Nach dem tragischen Selbstmord von Richard Manuel und dem Herointod von Rick Danko ist nun Levon Helm von uns gegangen. Und mit ihm die letzte Stimme von „The Band“. Jetzt leben noch der Haupt-Songwriter Robbie Robertson und der Arrangeur Garth Hudson, doch der letzte, der die Songs dieser großen amerikanischen Gruppe singen konnte, ist nun gestorben.
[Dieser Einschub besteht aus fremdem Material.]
PR #366, opened 2018-09-12
Modify to read from .bot config for appId/appPassword for vishwac

daveta:
@vishwacsena and @Andrea-Orimoto wanted a sample Echobot to read from .bot config file (instead of using appsettings.json).

### DIFF
--- a/csharp_dotnetcore/2.EchoBot-With-Counter/Startup.cs
+++ b/csharp_dotnetcore/2.EchoBot-With-Counter/Startup.cs
@@ -9,6 +9,8 @@ using Microsoft.Bot.Builder;
 using Microsoft.Bot.Builder.BotFramework;
 using Microsoft.Bot.Builder.Integration;
 using Microsoft.Bot.Builder.Integration.AspNet.Core;
+using Microsoft.Bot.Configuration;
+using Microsoft.Bot.Connector.Authentication;
 using Microsoft.Extensions.Configuration;
 using Microsoft.Extensions.DependencyInjection;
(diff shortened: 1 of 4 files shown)


csharp_dotnetcore/2.EchoBot-With-Counter/Startup.cs
```diff
@@ -48,7 +50,10 @@ public void ConfigureServices(IServiceCollection services)
         {
             services.AddBot<EchoWithCounterBot>(options =>
             {
-                options.CredentialProvider = new ConfigurationCredentialProvider(Configuration);
+                // Load the connected services from .bot file.
+                var botConfig = BotConfiguration.Load(@".\EchoBotWithCounter.bot");
+                var endpointService = (EndpointService)botConfig.Services.First(s => s.Type == "endpoint");
```
cleemullins: There is quite a bit that can go wrong here. For samples, I would put checks + explicit exceptions around this.

cleemullins: .FirstOrDefault(). First will throw if no endpoints exists, which probably isn't what's desired here.

cleemullins: Why is a cast to EndpointService needed? Can we update the code so this isn't needed?

cleemullins: ... especially as I see your have ? operators on the endpoint later, indicating you're expecting and good with null values coming back.

PR #370, opened 2018-09-13
Bot Configuration Consistency across samples using .bot

carlosscastro:
Consistent configuration, app id and pwd from .bot file using SimpleconfigurationProvider.

Fixes: https://github.com/Microsoft/botbuilder-dotnet/issues/912, except for enterprise bot.


carlosscastro:
@cleemullins Good idea! I just added a change that includes your suggestions. All call the method, but QnA and a few other special cases also load the config for other things. This could be refactored further, maybe add a LoadBotConfig method so that loading is unified. I'll try to get to it but it's looking much better already.

csharp_dotnetcore/10.Prompt-Validations/Startup.cs
```diff
@@ -91,5 +93,14 @@ public void Configure(IApplicationBuilder app, IHostingEnvironment env)
...
         }
+
+        /// <summary>
+        /// Initializes the credential provider, using by default the <see cref="SimpleCredentialProvider"/>.
+        /// </summary>
+        /// <param name="options"><see cref="BotFrameworkOptions"/> for the current bot.</param>
+        private static void InitCredentialProvider(BotFrameworkOptions options)
+        {
+            InitCredentialProvider(options);
+        }
```
cleemullins: This will go kaboom. :)

csharp_dotnetcore/2.EchoBot-With-Counter/EchoBotWithCounter.csproj
```diff
@@ -7,7 +7,7 @@
 
 
   <ItemGroup>
-    <Content Include="EchoBotWithCounter.bot">
+    <Content Include="BotConfiguration.bot">
       <CopyToOutputDirectory>Always</CopyToOutputDirectory>
```
cleemullins: This sample doesn't have any modifications to startup.cs, as all the other samples do. 

Did you miss this one, or is this an oversight?

csharp_dotnetcore/10.Prompt-Validations/Startup.cs
carlosscastro: LOL

csharp_dotnetcore/2.EchoBot-With-Counter/EchoBotWithCounter.csproj
carlosscastro: Good catch!!!
Oversight

Issue #373, opened 2018-09-13
v4 C# samples should explicitly call the state accessor's SetAsync method


JonathanFingold:
### SDK Platform
C# (ASP.NET Core)

### URL of Code Sample
csharp_dotnetcore/2.EchoBot-With-Counter/

However, many (if not most) of the samples that work with state seem to skip the SetAsync step.

### Problem Description
Update sample 2 to use an `int` for the state property, instead of the CounterState class.
Run the sample.
Note that in the Emulator the counter always stays at 1.

By not calling SetAsync, we're relying on not losing the original reference to our state object. This can get broken in many ways, but using a value type as the state object is the easiest.

JonathanFingold:
@johnataylor , @cleemullins , Can one of you surface this. It seems like a key concept for devs to understand.

daveta:
@JonathanFingold : Yep, it's not setting.

daveta:
Thanks Jonathan!

PR #379, opened 2018-09-15
Echobot Fixes

daveta:
- Asp.net Core attempting to load wrong bot config!
 Apparently we are standardizing on "BotConfiguration.bot" - but code was pointing at old name.  We probably need to check other samples.
- Fix BotConfiguration.bot endpoint name
We need to name local endpoint in bot config "development" to work with Azure deployment stuff.  This probably should be adopted across the board.
- Update packages on WebApi
 Latest Package references
 Remove remnants of Application Insights
- Fix set on accessor
 Set wasn't called on accessor!


cleemullins:
@daveta Thanks Dave. Not sure how @carlosscastro & I both missed the botconfig change in this sample! 

This also clarifies #373, and provides a good pattern to follow.

PR #502, opened 2021-11-02
Add snow

trontrytel:
@charleskawczynski  - this is how it looks right now with regards to adding the snow related processes. I mostly just have to finish the source terms to theta_liq_ice for some of the more confusing microphysics interactions.

It would be great if you could take a look now, and see how it fits with your changes in the data structures, etc

### DIFF
--- a/src/types.jl
+++ b/src/types.jl
@@ -9,6 +9,7 @@ Base.@kwdef struct PrecipFormation{FT}
     θ_liq_ice_tendency::FT
     qt_tendency::FT
     qr_tendency::FT
+    qs_tendency::FT
 end
 
 """
@@ -181,6 +182,7 @@ end
 Base.@kwdef mutable struct PrecipVariables
     precipitation_model::String = "default_precipitation_model"
     mean_rwp::Float64 = 0
+    mean_swp::Float64 = 0
     cutoff_precipitation_rate::Float64 = 0
 end
 function PrecipVariables(namelist, grid::Grid)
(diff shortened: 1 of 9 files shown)


src/types.jl
```diff
@@ -9,6 +9,7 @@ Base.@kwdef struct PrecipFormation{FT}
     θ_liq_ice_tendency::FT
     qt_tendency::FT
     qr_tendency::FT
+    qs_tendency::FT
```
charleskawczynski, line 12: Let's add `qs` to the prognostic field in `main.jl`. (that will give us _both_ `state.prog.turbconv.qs` and `state.tendencies.turbconv.qs`)

src/types.jl
```diff
@@ -252,26 +254,37 @@ end
...
-    θ_liq_ice_tendency_rain_formation_tot::A1
-    qt_tendency_rain_formation_tot::A1
+    θ_liq_ice_tendency_precip_formation::A2
+    qt_tendency_precip_formation::A2
+    qr_tendency_precip_formation::A2
+    qs_tendency_precip_formation::A2
+    θ_liq_ice_tendency_precip_formation_tot::A1
+    qt_tendency_precip_formation_tot::A1
+    qr_tendency_precip_formation_tot::A1
+    qs_tendency_precip_formation_tot::A1
```
charleskawczynski, line 264: Can we add all of these to the aux state instead? We're trying to _deprecate_ `center_field`/`face_field` because they're ordinary arrays.

charleskawczynski (commented):
Generally speaking, I'd prefer we don't add any more fields to `types.jl`-- I'm actively trying to remove them all

charleskawczynski:
Also, which case can I look at to see snow? ❄️ ⛄ 😄

PR #503, opened 2021-11-03
revise buoy extrap to aviod k-1 index

yairchn:
we are still extrapolating buoyancy but avoiding k-1 with a dummy variable


src/update_aux.jl
```diff
@@ -121,6 +121,37 @@ function update_aux!(edmf, gm, grid, state, Case, param_set, TS)
...
+        ρ = TD.air_density(ts_up)
+        q_liq_tmp = TD.liquid_specific_humidity(ts_up)
+        q_ice_tmp = TD.ice_specific_humidity(ts_up)
+        T_tmp = TD.air_temperature(ts_up)
+        buoy_tmp = buoyancy_c(param_set, ρ0_c[kc_surf], ρ)
+        RH_tmp = TD.relative_humidity(ts_up)
+        a_tmp = aux_up[i].area[kc_surf]
+        @inbounds for k in real_center_indices(grid)
+            if aux_up[i].area[k] < edmf.minimum_area && k > kc_surf && a_tmp > 0.0
+                nothing
```
yairchn, line 136: @charleskawczynski  in such case all '_tmp' vars are not updated and by default match the value of the previous k. this avoids using k-1 but still extrapolates. Not sure if you like this option

charleskawczynski: I'd prefer we have a local, point-wise, solution to removing the buoyancy extrapolation, instead of using non-local conditions. Also, won't `a_tmp > 0.0` always be true? The surface area is prescribed to be a value (greater than zero)

yairchn:
too sneaky!

PR #506, opened 2021-11-03
Prepare data structures for adding snow

trontrytel:
This PR adds all the data structures for storing snow and its tendencies.  Right now all the source terms related to snow are still set to zero. So this PR should not bring any changes.

### DIFF
--- a/src/EDMF_Environment.jl
+++ b/src/EDMF_Environment.jl
@@ -1,11 +1,12 @@
-function update_env_precip_tendencies(en_thermo::EnvironmentThermodynamics, state, k, qt_tendency, θ_liq_ice_tendency)
-
+function update_env_precip_tendencies(state, k, qt_tendency, θ_liq_ice_tendency, qr_tendency, qs_tendency)
     aux_en = center_aux_environment(state)
     tendencies_pr = center_tendencies_precipitation(state)
-    en_thermo.qt_tendency_rain_formation[k] = qt_tendency * aux_en.area[k]
-    tendencies_pr.qr[k] += -en_thermo.qt_tendency_rain_formation[k]
-    en_thermo.θ_liq_ice_tendency_rain_formation[k] = θ_liq_ice_tendency * aux_en.area[k]
 
+    aux_en.qt_tendency_precip_formation[k] = qt_tendency * aux_en.area[k]
+    aux_en.θ_liq_ice_tendency_precip_formation[k] = θ_liq_ice_tendency * aux_en.area[k]
+
+    tendencies_pr.q_rai[k] += qr_tendency * aux_en.area[k]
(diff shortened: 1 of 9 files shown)


src/EDMF_Environment.jl
```diff
@@ -1,11 +1,20 @@
-function update_env_precip_tendencies(en_thermo::EnvironmentThermodynamics, state, k, qt_tendency, θ_liq_ice_tendency)
-
+function update_env_precip_tendencies(
+    en_thermo::EnvironmentThermodynamics,
```
charleskawczynski, line 2: It looks like we can remove the `en_thermo` argument?

src/EDMF_Precipitation.jl
```diff
@@ -60,22 +73,36 @@ function compute_rain_evap_tendencies(::PrecipPhysics, grid, state, gm, TS::Time
...
+        # When we fuse loops, this should hopefully disappear
         q_tot_gm = prog_gm.q_tot[k]
         T_gm = aux_gm.T[k]
-        # When we fuse loops, this should hopefully disappear
-        ts = TD.PhaseEquil_pTq(param_set, p0_c[k], T_gm, q_tot_gm)
+        p0 = p0_c[k]
+        ρ0 = ρ0_c[k]
+        ts = TD.PhaseEquil_pTq(param_set, p0, T_gm, q_tot_gm)
         q = TD.PhasePartition(ts)
+        qv = TD.vapor_specific_humidity(ts)
```
charleskawczynski, line 86: Is this used anywhere?

src/EDMF_Precipitation.jl
```diff
@@ -60,22 +73,36 @@ function compute_rain_evap_tendencies(::PrecipPhysics, grid, state, gm, TS::Time
...
+        qr = prog_pr.q_rai[k]
+        qs = prog_pr.q_sno[k]
```
charleskawczynski, line 88: Is this used anywhere?

charleskawczynski (approved):
Overall LGTM!

src/EDMF_Precipitation.jl
trontrytel: Will be used in the following PR with source terms computations.

src/EDMF_Environment.jl
trontrytel: Thats true. I'll delete it. The corresponding function from updrafts is different. I don't think we will be dispatching over them.

trontrytel:
Let's see the CI plots. I want to double check I'm not changing anything for RiCO

charleskawczynski:
Oh, yeah, something is wrong with Rico

charleskawczynski (commented):
I think we can decompose this PR into smaller pieces.

PR #507, opened 2021-11-03
order update aux - fuse loops

yairchn:
This PR organizes update_aux in order to prevent issues of using aux vars from from previous time steps, fuse k loops and follow this general order:
* upd primitive vars
* bulk primitive vars
* env primitive vars
* ThermodynamicStates ts_gm, ts_up, ts_env
* buoyancy
* diagnostic variables (RH, T , q_liq, q_ice)
* bulk diagnostic variables
* closures

I separated the face and center updates in order to reduce the number of loops from each case


src/update_aux.jl
```diff
@@ -34,84 +34,28 @@ function update_aux!(edmf, gm, grid, state, Case, param_set, TS)
...
-    #####
-    # (Find values of environmental variables by subtracting updraft values from grid mean values.
-    # Make sure the "bulkvalues" of the updraft variables are updated first)
-    # velocity (face indicies)
-    @inbounds for k in real_face_indices(grid)
         aux_tc_f.bulk.w[k] = 0
         a_bulk_bcs = (; bottom = SetValue(sum(edmf.area_surface_bc)), top = SetZeroGradient())
         a_bulk_f = interpc2f(aux_tc.bulk.area, grid, k; a_bulk_bcs...)
-        if a_bulk_f > 1.0e-20
+        if a_bulk_f > 0
```
charleskawczynski, line 58: `aux_tc.bulk.area` in `interpc2f(aux_tc.bulk.area, grid, k; a_bulk_bcs...)` is computed after it's used. Maybe it would be good to first define a `compute_bulk` function and move the bulk variables to diagnostics?

yairchn: The logic should be reversed. We should compute the center variables first so that bulk.area is available when we compute face variables. I will update.

src/update_aux.jl
```diff
@@ -34,102 +34,87 @@ function update_aux!(edmf, gm, grid, state, Case, param_set, TS)
...
-        aux_tc.bulk.q_liq[k] = 0
-        aux_tc.bulk.q_ice[k] = 0
-        aux_tc.bulk.θ_liq_ice[k] = 0
-        aux_tc.bulk.T[k] = 0
-        aux_tc.bulk.RH[k] = 0
-        aux_tc.bulk.buoy[k] = 0
+        val1 = 1 / (1 - a_bulk_c)
+        val2 = a_bulk_c * val1
+
+        aux_en.area[k] = 1 - a_bulk_c
```
charleskawczynski, line 98:
```suggestion
```
This is already computed above

src/update_aux.jl
```diff
@@ -146,84 +131,105 @@ function update_aux!(edmf, gm, grid, state, Case, param_set, TS)
...
+            aux_tc.bulk.T[k] = aux_en.T[k]
         end
+
+        #####
+        ##### update_GMV_diagnostics
+        #####
+        aux_gm.q_liq[k] = (aux_tc.bulk.area[k] * aux_tc.bulk.q_liq[k] + (1 - aux_tc.bulk.area[k]) * aux_en.q_liq[k])
+        aux_gm.q_ice[k] = (aux_tc.bulk.area[k] * aux_tc.bulk.q_ice[k] + (1 - aux_tc.bulk.area[k]) * aux_en.q_ice[k])
+        aux_gm.T[k] = (aux_tc.bulk.area[k] * aux_tc.bulk.T[k] + (1 - aux_tc.bulk.area[k]) * aux_en.T[k])
+        aux_gm.buoy[k] = (aux_tc.bulk.area[k] * aux_tc.bulk.buoy[k] + (1 - aux_tc.bulk.area[k]) * aux_en.buoy[k])
```
charleskawczynski, line 171: Not a blocker, but why aren't we using thermodynamics to compute these from grid mean quantities? Isn't that what the dycore will do without edmf?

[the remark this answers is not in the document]
yairchn: I think you referring to 'aux_gm.buoy[k]', its a question of which "aux_gm.buoy[k]" we would like to keep. 
the RHS of this expression
aux_gm.buoy[k] = (aux_tc.bulk.area[k] * aux_tc.bulk.buoy[k] + (1 - aux_tc.bulk.area[k]) * aux_en.buoy[k])
 is changed in 133-139 after 'aux_gm.buoy[k]' was computed the first time. Therefore 'aux_gm.buoy[k]'  is recomputed here.
All other grid mean variables in these lines are computed only here

yairchn: It is a great point. in theory the updraft and environment are not well mixed so better compute their individual thermodynamic states and get the temperature as area weighted mean. However I am not sure what the dycore will do, it should be discussed in the future.

charleskawczynski (approved):
Overall the code changes look fine to me. It would be nice to get a second set of eyes on this PR, though, since `update_aux!` is pretty intricate.

src/update_aux.jl
```diff
@@ -34,102 +34,85 @@ function update_aux!(edmf, gm, grid, state, Case, param_set, TS)
...
+    @inbounds for k in real_center_indices(grid)
+        #####
+        ##### Set primitive variables
+        #####
         @inbounds for i in 1:(up.n_updrafts)
-            a_up_bcs = (; bottom = SetValue(edmf.area_surface_bc[i]), top = SetZeroGradient())
-            anew_k = interpc2f(aux_up[i].area, grid, k; a_up_bcs...)
-            if anew_k >= edmf.minimum_area
-                aux_up_f[i].w[k] = max(prog_up_f[i].ρaw[k] / (ρ0_f[k] * anew_k), 0)
+            if is_surface_center(grid, k)
```
trontrytel, line 45: Would it make sense to fill out the surface points separately. And then loop over updrafts starting from the first point above the ground?

This way we would avoid checking an if/else for every height point in this loop

src/update_aux.jl
```diff
@@ -34,102 +34,85 @@ function update_aux!(edmf, gm, grid, state, Case, param_set, TS)
...
-        # Assuming gm.W = 0!
-        aux_en_f.w[k] = -a_bulk_f / (1 - a_bulk_f) * aux_tc_f.bulk.w[k]
-    end
-    @inbounds for k in real_center_indices(grid)
+        #####
+        ##### decompose_environment
+        #####
+        # (Find values of environmental variables by subtracting updraft values from grid mean values.
+        # Make sure the "bulkvalues" of the updraft variables are updated first)
+        # velocity (face indicies)
```
trontrytel, line 93: The comment about velocity (face indicies) can be deleted?

trontrytel (approved):

src/update_aux.jl
yairchn: I think entire comment could be deleted

yairchn:
Bors r+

Krebs war es, wie so oft in jüngerer Zeit. Helm war ein unglaublich guter Schlagzeuger und Sänger, ein Musiker, dessen Stil unverwechselbar und unnachahmlich war. Er war aus der harten Schule hervorgegangen, die „The Band“ für alle Beteiligten war: Zuerst jahrelang Begleitband für den kanadischen Rocker „The Hawk“, der die Jungs mit den Worten gelockt hatte: „You won´t get much money but you´ll get more pussy than Frank Sinatra“, dann von Bob Dylan engagiert und mit Dylan Rockgeschichte geschrieben (es war „The Band“ zu der Dylan einst in England 1966 sagte: „Play it fucking loud“), und schließlich selber an die Spitze der Charts mit von Americana durchtränkten Eigenkompositionen. Und mit diesem Gesang. Und mit diesem Schlagzeug. Jeder, der was vom Trommeln versteht, wird sofort zugeben, dass Levon Helm einer der besten war. Ruhe in Frieden,  Levon, und danke für die Musik!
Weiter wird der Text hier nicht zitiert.